The records that follow are to be reproduced verbatim.

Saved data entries
= Beginning of Section =
PR #216, opened 2026-07-13
Fix pushdown with pruned columns via tag predicate

### LINKED ISSUE #146: quack with zipfs extension invalidates client database on second run
```
ATTACH 'quack:localhost' AS remote ;

FROM remote.query("LOAD zipfs; FROM read_csv('zip://https://icem7.fr/data/donnees_communes2022.zip/donnees_communes2022.csv')");
```
-- this works fine

then  again 
`FROM remote.query("FROM read_csv('zip://https://icem7.fr/data/donnees_communes2022.zip/donnees_communes2022.csv')");`

=> 
```
Invalid Input Error: Attempting to execute an unsuccessful or closed pending query result
Error: FATAL Error: Failed: database has been invalidated because of a previous fatal error. The database must be restarted prior to being used again.
Original error: "Attempted to access index 1 within vector of size 1"
```

carlopi:
Solves a bug that was solved by three independent PRs:
* https://github.com/duckdb/duckdb-quack/pull/209
* https://github.com/duckdb/duckdb-quack/pull/199
* https://github.com/duckdb/duckdb-quack/pull/197 (vs `main`)
and fixes https://github.com/duckdb/duckdb-quack/issues/146

When multiple roundtrips are required for fetching a result AND some columns are pruned client side from the output, the bug would surface either as:
```
INTERNAL Error:
Attempted to access index 1 within vector of size 1
```
or
```
INTERNAL Error:
Vector::Reference used on vector of different type (source VARCHAR referenced BIGINT)
```

All three PRs already solved the problem in the strict sense, here though it generalize the solution and make the invariant clear also in code-paths there are at the moment unreachable, but could if code expands re-surface the same issue.

Infrastructure from https://github.com/duckdb/duckdb-quack/pull/209 (this PR is on top of tht), adding extended testing, and moving a pre-existing `.test_slow` to `.test` given it's regularly sub 1 second.

### DIFF
--- a/src/quack_scan.cpp
+++ b/src/quack_scan.cpp
@@ -158,11 +158,12 @@ struct QuackScanGlobalState : GlobalTableFunctionState {
 	vector<idx_t> projection_ids;
 	atomic<bool> needs_more_fetch;
 	hugeint_t result_uuid;
-	//! How chunks fetched AFTER the initial batch must be treated. When the scan was
-	//! executed via a server-side pushdown query (catalog table scan), fetched chunks
-	//! already have the projection applied. When the scan consumes a bind-time result
-	//! (quack_query / quack_query_by_name, incl. ATTACH'd views), fetched chunks are
-	//! full-width continuations and still require client-side pushdown.
+	//! How EVERY chunk of this scan must be treated - the initial batch and all fetched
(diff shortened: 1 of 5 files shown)


Mytherin:
Thanks!

PR #217, opened 2026-07-13
QuackGetVirtualColumns to return only COLUMN_IDENTIFIER_EMPTY and not having partial (and potentially buggy) support for rowid

carlopi:
This is 2 commits stacked on top of https://github.com/duckdb/duckdb-quack/pull/216 (to be reviewed first)

What this does is take extra comments in the PR comment of https://github.com/duckdb/duckdb-quack/pull/199, take inspiration from work from @akhenakh in PR 199, thanks a ton, and clean it up by using `continue` vs `return` (not really a triggerable bug, but ready to be unlocked by other changes) AND changes from declaring `ROW_ID` as supported but wrong, to use the proper `EMPTY` virtual column, and throwing on unsupported virtual columns, so that path for expansion becomes clear.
= End of Section =
(Solution for this exercise)
PR #216, opened 2026-07-13
Fix pushdown with pruned columns via tag predicate

### LINKED ISSUE #146: quack with zipfs extension invalidates client database on second run
```
ATTACH 'quack:localhost' AS remote ;

FROM remote.query("LOAD zipfs; FROM read_csv('zip://https://icem7.fr/data/donnees_communes2022.zip/donnees_communes2022.csv')");
```
-- this works fine

then  again 
`FROM remote.query("FROM read_csv('zip://https://icem7.fr/data/donnees_communes2022.zip/donnees_communes2022.csv')");`

=> 
```
Invalid Input Error: Attempting to execute an unsuccessful or closed pending query result
Error: FATAL Error: Failed: database has been invalidated because of a previous fatal error. The database must be restarted prior to being used again.
Original error: "Attempted to access index 1 within vector of size 1"
```

carlopi:
Solves a bug that was solved by three independent PRs:
* https://github.com/duckdb/duckdb-quack/pull/209
* https://github.com/duckdb/duckdb-quack/pull/199
* https://github.com/duckdb/duckdb-quack/pull/197 (vs `main`)
and fixes https://github.com/duckdb/duckdb-quack/issues/146

When multiple roundtrips are required for fetching a result AND some columns are pruned client side from the output, the bug would surface either as:
```
INTERNAL Error:
Attempted to access index 1 within vector of size 1
```
or
```
INTERNAL Error:
Vector::Reference used on vector of different type (source VARCHAR referenced BIGINT)
```

All three PRs already solved the problem in the strict sense, here though it generalize the solution and make the invariant clear also in code-paths there are at the moment unreachable, but could if code expands re-surface the same issue.

Infrastructure from https://github.com/duckdb/duckdb-quack/pull/209 (this PR is on top of tht), adding extended testing, and moving a pre-existing `.test_slow` to `.test` given it's regularly sub 1 second.

### DIFF
--- a/src/quack_scan.cpp
+++ b/src/quack_scan.cpp
@@ -158,11 +158,12 @@ struct QuackScanGlobalState : GlobalTableFunctionState {
 	vector<idx_t> projection_ids;
 	atomic<bool> needs_more_fetch;
 	hugeint_t result_uuid;
-	//! How chunks fetched AFTER the initial batch must be treated. When the scan was
-	//! executed via a server-side pushdown query (catalog table scan), fetched chunks
-	//! already have the projection applied. When the scan consumes a bind-time result
-	//! (quack_query / quack_query_by_name, incl. ATTACH'd views), fetched chunks are
-	//! full-width continuations and still require client-side pushdown.
+	//! How EVERY chunk of this scan must be treated - the initial batch and all fetched
(diff shortened: 1 of 5 files shown)


Mytherin:
Thanks!

PR #217, opened 2026-07-13
QuackGetVirtualColumns to return only COLUMN_IDENTIFIER_EMPTY and not having partial (and potentially buggy) support for rowid

carlopi:
This is 2 commits stacked on top of https://github.com/duckdb/duckdb-quack/pull/216 (to be reviewed first)

What this does is take extra comments in the PR comment of https://github.com/duckdb/duckdb-quack/pull/199, take inspiration from work from @akhenakh in PR 199, thanks a ton, and clean it up by using `continue` vs `return` (not really a triggerable bug, but ready to be unlocked by other changes) AND changes from declaring `ROW_ID` as supported but wrong, to use the proper `EMPTY` virtual column, and throwing on unsupported virtual columns, so that path for expansion becomes clear.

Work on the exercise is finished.